# ProRep heat mat question



## GrumpySteve (Sep 1, 2012)

this might sound like a silly question, which way round does it go? i've just taped one to the side of my cresties viv and it doesn't seem to be warming up. i originally put it with the copper strips facing outward for aesthetic reasons, then wondered if they had a specific way round and found a thread on here somewhere saying they should be copper strip inward, so i turned it round.... now the outside (with out copper strip) is warm to touch but the viv doesn't seem to be warming up at all??


----------



## mrduff13 (Nov 18, 2012)

it emits infro red from both sides, it wont always feel warm to touch, if you was to stand a hide on it the hide will feel warm, and usualy the mat does too as the heats trapped there. 
infro red heat works by warming everything in its path. its not the same as a radiator


----------



## Jesterone (Sep 30, 2012)

You will find the side of the glass will be warm. Heat mats don't heat the air so if you're measuring the ambient temperature then you're not going to notice a huge difference. 

That's why it's generally better to get a ceramic bulb instead.


----------



## mrduff13 (Nov 18, 2012)

to say they are better is silly, its down to personal preference. 
pluss heat matts will heat things in the tank which will warm up the air.


----------



## Jesterone (Sep 30, 2012)

mrduff13 said:


> to say they are better is silly, its down to personal preference.
> pluss heat matts will heat things in the tank which will warm up the air.


Not silly at all. It's a fact. A Ceramic bulb will heat the air significantly more than a heat mat ever could. And create a much more suitable thermal gradient.


----------



## Rawwwrchazli (Mar 16, 2012)

Jesterone said:


> Not silly at all. It's a fact. A Ceramic bulb will heat the air significantly more than a heat mat ever could. And create a much more suitable thermal gradient.


I agree here, we have switched out Iggy and Burm to a Ceramic heating source and I was planning on doing it for all the Leos at some point, but I'm not sure how effective it would be in a 3ft viv.
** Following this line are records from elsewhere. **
PR #2439, opened 2021-02-17
Tock 2.0: Remove userspace IEEE 802.15.4 driver from Imix platform

hudson-ayers:
### Pull Request Overview

This pull request removes the userspace 15.4 driver from Imix. The primary motivation is to reduce code size, as tock 2.0 development has been hung up several times by code size issues on Imix. Most recently, my attempt to merge master into tock-2.0-dev failed because the kernel could not fit in flash.

I chose to remove the userspace 15.4 driver because we now have the higher level UDP interface, which should be used instead of this one anyway. In fact, the presence of the 15.4 driver breaks many of the security guarantees of the UDP stack because a second app could just listen-in directly on the contents of 15.4 packets.

 Eventually the component for 15.4 should be factored out into two components, one for creating the 15.4 mux and one for creating the userspace driver, but I prefer to leave that task for the future, as dead code elimination gets us far enough here.

### Testing Strategy

This pull request was tested by compiling. It reduced code size by about 6kB.

### TODO or Help Wanted

N/A

### Documentation Updated

### Formatting

- [x] Ran `make prepush`.

### DIFF
--- a/boards/imix/src/main.rs
+++ b/boards/imix/src/main.rs
@@ -129,7 +129,6 @@ struct Imix {
     >,
     ipc: kernel::ipc::IPC<NUM_PROCS>,
     ninedof: &'static capsules::ninedof::NineDof<'static>,
-    radio_driver: &'static capsules::ieee802154::RadioDriver<'static>,
     udp_driver: &'static capsules::net::udp::UDPDriver<'static>,
     crc: &'static capsules::crc::Crc<'static, sam4l::crccu::Crccu<'static>>,
     usb_driver: &'static capsules::usb::usb_user::UsbSyscallDriver<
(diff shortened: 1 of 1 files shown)


bradjc (approved):

bradjc:
Pragmatic fix for now we that can re-evaluate in the future if need be, but it seems like UDP is the more desirable interface anyway.

bradjc:
Wait why not merge this into master?

phil-levis:
As we remove capsules from the main imix board, I'd like to propose we have a second board that includes just the elided capsules. Otherwise testing them becomes extremely onerous. We can call this board imix_capsule_testing or something.

phil-levis:
I agree with Brad, this should be on master. We are going to merge master into tock-2.0-dev soon.

hudson-ayers:
I updated this to be a change on master.

I have a completed merge of master into tock-2.0-dev that is only blocked on this.

hudson-ayers:
> As we remove capsules from the main imix board, I'd like to propose we have a second board that includes just the elided capsules. Otherwise testing them becomes extremely onerous. We can call this board imix_capsule_testing or something.

One thing to point out in this specific case is that the nrf52840dk still includes the raw 15.4 driver

ppannuto (approved):
bors r+

Agreed, we need a more comprehensive understanding of how capsule code is tested generally I think. Right now it's a somewhat ad-hoc reliance on 'at least one board is using each capsule' I think. Perhaps something that can be added to Brad's proposed hack day on testing infrastructure.

hudson-ayers:
bors passed but could not do the merge because netlify-preview did not run because I changed the base branch as the last action on this PR, so merging manually

phil-levis:
Oooof. This broke the imix test application.

hudson-ayers:
I think the breakage should be fixed by https://github.com/tock/libtock-c/pull/190 ? Master just needs to be merged into the 2.0 branch probably.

I'm going to look into it.

Heat Mats seem to use less electricity though...well than spot lights...


----------



## mrduff13 (Nov 18, 2012)

im not saying either is better. i said its unfair to say that. 
whenever i see a thread about heat, heatmatts seem to be atacked by the same person. 
alot of people use heat mats with great succes, 

i would also need to research how much "gradient" you would get in a 3 foot viv with a ceramic bulb. 

if we are talking about a big viv then i would agree cerramic but this guy could be tallking about a 2foot tank for all we no. 

so the need to always state the heat matts are insuficient seem very unnescery


----------



## Jesterone (Sep 30, 2012)

I'm not anti heat mat. I use one with great success. But I use it for a Leo because the heat it produces suits it's needs perfectly. 

The OP said crested gecko, one would assume 3 foot or 2 foot it's an arboreal orientated terrarium. So a ceramic on a stat will create a thermal gradient with no issues whatsoever. 

Heat source doesn't depends on the type, it depends on the species.


----------



## GrumpySteve (Sep 1, 2012)

it's an 11" x 11" heat mat in an exo terra 30cm x 30cm x 45cm viv. i live in a basement flat which is cold most of the time, to say the least! i'm starting to think the mat on it's own wont be sufficient to keep a decent temperature, especially at night. so i was wondering about a ceramic bulb, don't suppose anyone knows if there are any on the market that would fit straight into the hood?

thanks a lot for all the answers, sorry if i caused a debate


----------